Digit Recognition Optimization Series 01: Re-training the Model

Introduction

In the previous post, I developed data collection tools to create a custom dataset using the current hardware setup.

By using the Python UI test tool, I was able to collect my own dataset directly from the ESP32 device.

I spent around 1 hour creating 100 samples for each digit (0-9).

Unfortunately, after merging these new samples with the original dataset and re-training the model, the accuracy did not improve.

There could be several reasons for this:

  • The self-created sample size of 100 per digit may not be sufficient to improve accuracy.
  • There might be issues with the re-training process itself.

At this point, I am not going to dive deeper to troubleshoot the exact cause.
Instead, this blog will document what I have done and record the lessons learned for future reference.

Work Done

  1. Used the following tool to capture handwritten image data from the ESP32:
    esp32s3_lvgl_digit_recongnition/tree/test/datatset_create

  2. Merged the new images into the original dataset provided by Espressif.

  3. Re-trained the model using Google Colab.
    The steps followed are the same as described in Learning ESP-DL Series 02: Walkthrough on Training, Testing, and Deployment, but with the updated dataset.

  4. Flashed the updated model to the ESP32 and tested its performance.

  5. Result:

    • Accuracy: ~88% (no improvement compared to before).

Lessons Learned

  1. Saving Model State for Re-training:
    If you want to continue training an existing model with a new dataset, you need to save both the state_dict of the model and the optimizer state_dict.
    Otherwise, the re-training process may not work as expected, according to the PyTorch documentation.

    save-more-data

    Therefore, if you plan to re-train the model with new data, always save both the model and optimizer states.
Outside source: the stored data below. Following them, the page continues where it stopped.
PR #780, opened 2015-12-08
Correct .gitignore that was ignoring the API docs and /bin files

francisco-dlp:
As it was, the API rst files were ignored by git. Hence, our docs in readthedocs were partly broken. Also stop ignoring `hyperspy/bin`, except for the `.bat` files.

### DIFF
--- a/.gitignore
+++ b/.gitignore
@@ -2,7 +2,6 @@ syntax: glob
 .spyderworkspace
 .coverage
 /MANIFEST
-/*.rst
 *.pyc
 *.pyd
 *.swp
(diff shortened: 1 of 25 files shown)


vidartf:
I kinda figured that the api/*.rst files where compiled files?

francisco-dlp:
Yes, they're automatically generated using `sphinx-apidoc`. However, readthedocs doesn't by default execute apidoc, so currently our docs there are missing the API. There might be a way to instruct it to run apidoc, but I couldn't find how...

francisco-dlp:
@vidartf, is this ok then?

vidartf:
I don't really know. I'm not really experienced with sphinx enough to know how it should work :-/

francisco-dlp:
In that case, at least anybody has something against it, I'll merge it to fix the issue with ReadTheDocs. If we find a better solution (i.e. a way to execute sphinx-apidoc in RtD) then it'll be easy to undo it.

  2. Understanding PyTorch Model Files:
    Pay attention to what is actually stored in your PyTorch model files.
    The .pth or .pt file format is flexible and defined by the model owner—it may contain only the model parameters, or it may also include the optimizer state and other metadata.

    If you are unsure about the contents of a model file, try importing it in PyTorch.
    If the file does not match your expectations, you may encounter errors like the one below:

    load-model-error


By documenting these steps and lessons, I hope to make future optimization and troubleshooting more efficient.